Más allá de la estricta laicidad y la separación entre Estado e Iglesia vigente en Francia, esta tarde Macron será nombrado canónigo honorario de la iglesia romana de San Juan de Letrán, una tradición reservada a los presidentes galos y que se remonta a 1604, en la época de la monarquía francesa de Enrique IV, cuando el país era conocido como “la hija mayor de la Iglesia”.

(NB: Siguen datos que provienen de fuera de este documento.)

PR #778, opened 2025-04-10
fix: upgrade to the latest websockets

mkanoor:
Tehcnical debt, upgrading to the latest version of websockets

https://websockets.readthedocs.io/en/stable/howto/upgrade.html

https://issues.redhat.com/browse/AAP-44207

The new websockets RPM is being tracked in https://issues.redhat.com/browse/AAP-44222

### DIFF
--- a/setup.cfg
+++ b/setup.cfg
@@ -30,7 +30,7 @@ install_requires =
 	dpath >= 2.1.4,<3
 	janus >=1,<2
 	ansible-runner >=2,<3
-	websockets >=10.4,<12
+        websockets >=15,<15.1
 	drools_jpy == 0.3.10
 	watchdog >=3,<7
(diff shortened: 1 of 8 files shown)


Alex-Izquierdo (changes requested):
we need extra coordination for this change. 
cc @zkayyali812

setup.cfg
```diff
@@ -30,7 +30,7 @@ install_requires =
 	dpath >= 2.1.4,<3
 	janus >=1,<2
 	ansible-runner >=2,<3
-	websockets >=10.4,<12
+	websockets ==15
```
Alex-Izquierdo: Can we set `websockets >=15,<15.1` to be aligned and protected on downstream builds?

ptoscano (approved):

PR #783, opened 2025-04-23
chore: fix ansible-core version pin

ttuffin:
Update the version pins to use latest minor version. This is to resolve the dependabot alert that popped up after the last PR to pin the version: https://github.com/ansible/ansible-rulebook/security/dependabot/10


requirements_test.txt
```diff
@@ -3,8 +3,8 @@ docopt
 psutil
 requests
 ansible
-ansible-core==2.16; python_version >= "3.11"
-ansible-core==2.15; python_version < "3.11"
+ansible-core>=2.16,<2.17; python_version >= "3.11"
+ansible-core>=2.15,<2.16; python_version < "3.11"
```
ptoscano, line 7: I think that you can simplify them using `~=`, e.g.:
```
ansible-core~=2.16.0; python_version >= "3.11"
```
Reference: https://packaging.python.org/en/latest/specifications/version-specifiers/#version-specifiers

minimal-decision-environment.yml
```diff
@@ -19,7 +19,7 @@ dependencies:
     - dpath
     - ansible-rulebook
   ansible_core:
-    package_pip: ansible-core==2.16
+    package_pip: ansible-core==2.16.14
```
ptoscano, line 22: ditto

Dostonbek1 (approved):

PR #792, opened 2025-05-06
chore: adjust CLI log levels

ptoscano:
Align logger levels in the CLI to match our definitions in https://issues.redhat.com/browse/AAP-41839

Included some minor cosmetic changes to some of the log messages to disambiguate them or make them more clear.


ansible_rulebook/cli.py
```diff
@@ -353,8 +353,8 @@ def main(args: List[str] = None) -> int:
         asyncio.run(app.run(args))
     except KeyboardInterrupt:
         return 0
-    except Exception as err:
-        logger.error("Terminating %s", str(err))
+    except Exception:
```
Alex-Izquierdo, line 356: I think the current code was done in purpose to prevent exposing the stack trace. Correct me If I'm wrong @mkanoor but I think we want the current approach `logger.error("Terminating %s", str(err))`

tests/e2e/test_actions.py
```diff
@@ -222,7 +222,7 @@ def test_run_playbook(update_environment):
     )
 
     assert result.returncode == 0
-    assert not result.stderr
+    assert "Previous run_playbook failed" in result.stderr
```
Alex-Izquierdo, line 225: Why a test that expects rc 0 and empty stderr now it expects has an error message? That does not make sense to me.

ansible_rulebook/app.py
```diff
@@ -89,7 +89,7 @@ async def run(parsed_args: argparse.Namespace) -> None:
 
     if parsed_args.worker and parsed_args.websocket_url and parsed_args.id:
         startup_logging(logger)
-        logger.info("Starting worker mode")
+        logger.debug("Starting worker mode")
```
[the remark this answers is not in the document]
ptoscano: Ah ok, I wasn't entirely sure about it. Switching it back to info, thanks!

ansible_rulebook/cli.py
ptoscano: That's what `logging.exception()` already does:
https://docs.python.org/3/library/logging.html#logging.Logger.exception

tests/e2e/test_actions.py
ptoscano: The test in practice expects 1 retry attempt, see the following assertion later on:
https://github.com/ansible/ansible-rulebook/blob/13af68dea8abbfddb4b792947f8328dad35c934b/tests/e2e/test_actions.py#L236-L239
The message is now printed to stderr because I changed that message from INFO to WARNING:
```diff
diff --git a/ansible_rulebook/action/run_job_template.py b/ansible_rulebook/action/run_job_template.py
index 8415bc3..f7d8825 100644
--- a/ansible_rulebook/action/run_job_template.py
+++ b/ansible_rulebook/action/run_job_template.py
@@ -90,7 +90,7 @@ class RunJobTemplate:
                 if i > 0:
                     if delay > 0:
                         await asyncio.sleep(delay)
-                    logger.info(
+                    logger.warning(
                         "Previous run_job_template failed. Retry %d of %d",
                         i,
                         retries,
```
and log messages with severity WARNING and higher are logged to stderr:
https://github.com/ansible/ansible-rulebook/blob/13af68dea8abbfddb4b792947f8328dad35c934b/ansible_rulebook/cli.py#L261-L274

ansible_rulebook/cli.py
Alex-Izquierdo: exception prints the traceback, which is want I believe we want to avoid. 
```
import logging

# Configure the logger
logging.basicConfig(
    level=logging.ERROR,
    format="%(levelname)s:%(name)s:%(message)s"
)

if __name__ == "__main__":
    try:
        1 / 0
    except ZeroDivisionError as e:
        logger.error(f"{e}, no exception info is shown")

    try:
        1 / 0
    except ZeroDivisionError:
        logger.exception("An exception occurred here.")
```

tests/e2e/test_actions.py
Alex-Izquierdo: ok, thanks for the clarification

ansible_rulebook/cli.py
ptoscano: Right :facepalm: switching it back

ansible_rulebook/action/run_job_template.py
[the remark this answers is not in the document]
B-Whitt: addressed ... https://redhat-internal.slack.com/archives/C053CJ4JFP1/p1747150697842539

B-Whitt (approved):
looks good

Alex-Izquierdo (approved):

PR #793, opened 2025-05-13
dump main on stable1.1

bzwei:
This is a routine backport to stable-1.1 from main. No plan to make a new release to pypi yet.


Alex-Izquierdo (approved):
I have renamed the PR assuming you agree, @bzwei 
We don't bump manually anything in the code since it is automated and even you even you say there is no plan to release yet. 
"Release xxx" as PR title would not make sense and is misleading.

PR #794, opened 2025-05-14
feat: [AAP-45812] Accept ansible tagged dicts in fact cache from ansible-core 2.19

hsong-rh:
https://issues.redhat.com/browse/AAP-45812

The ansible-core 2.19 adds the data tagging features, which change the fact cache of artifacts into a new format with taggings. Ansible rulebook needs to handle this new format.

### DIFF
--- a/requirements_test.txt
+++ b/requirements_test.txt
@@ -3,7 +3,7 @@ docopt
 psutil
 requests
 ansible
-ansible-core~=2.16.0; python_version >= "3.11"
+ansible-core~=2.19.0b4; python_version >= "3.11"
 ansible-core~=2.15.0; python_version < "3.11"
 ansible-runner
 jmespath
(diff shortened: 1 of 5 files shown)


requirements_test.txt
```diff
@@ -3,7 +3,7 @@ docopt
 psutil
 requests
 ansible
-ansible-core~=2.16.0; python_version >= "3.11"
+ansible-core~=2.19.0b4; python_version >= "3.11"
```
Alex-Izquierdo, line 6: we can not merge this. If it is some thing temporal to later link to passed tests, ok. But even in that case could not be the best approach. Instead, we can update the CI pipeline and add a new item in the matrix, so we can install ansible 2.19 in a different run and be able to test both versions of ansible for this change and any other afterwards.

PR #796, opened 2025-05-16
[DON'T MERGE] test ansible-core 2.19

hsong-rh:


Alex-Izquierdo:
We are going to want ansible 2.19 into the matrix test when it is released.

PR #800, opened 2025-06-03
chore: add dependabot config for github actions

ptoscano:


Alex-Izquierdo (changes requested):
I would like to discuss this

Alex-Izquierdo (approved):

Antes de ir al Vaticano el presidente francés se reunió con una delegación de la Comunidad de San Egidio –movimiento católico desde siempre comprometida en la ayuda a migrantes y pobres–, en Palazzo Farnese, una de las sedes de la embajada de Francia en Roma. “El presidente francés mencionó a los corredores humanitarios como un modelo de la política de inmigración legal, sobre todo para las personas que necesitan protección humanitaria”, contó luego Marco Impagliazzo, presidente de la Comunidad de San Egidio, que desde hace dos años organiza corredores humanitarios junto a la Iglesia Valdesa.

“No hemos entrado en cuestiones políticas entre Italia y Francia, como era evidente, pero Macron ha expresado la voluntad de resolver el problema de la inmigración a nivel europeo”, agregó, aludiendo a las declaraciones de lo más agresivas de los últimos días del vicepremier y ministro del Interior, Matteo Salvini, que tampoco hoy se mantuvo callado.

“Hoy visita Roma ese gentilhombre de Macron, seguramente él podrá recibir a todos los que escapan. Él es bueno, no es como nosotros”, comentó, irónico, Salvini, que reiteró que “las ONG no tocarán más un puerto italiano”. Y agregó: “Francia hasta hoy habló mucho, pero hizo poco”.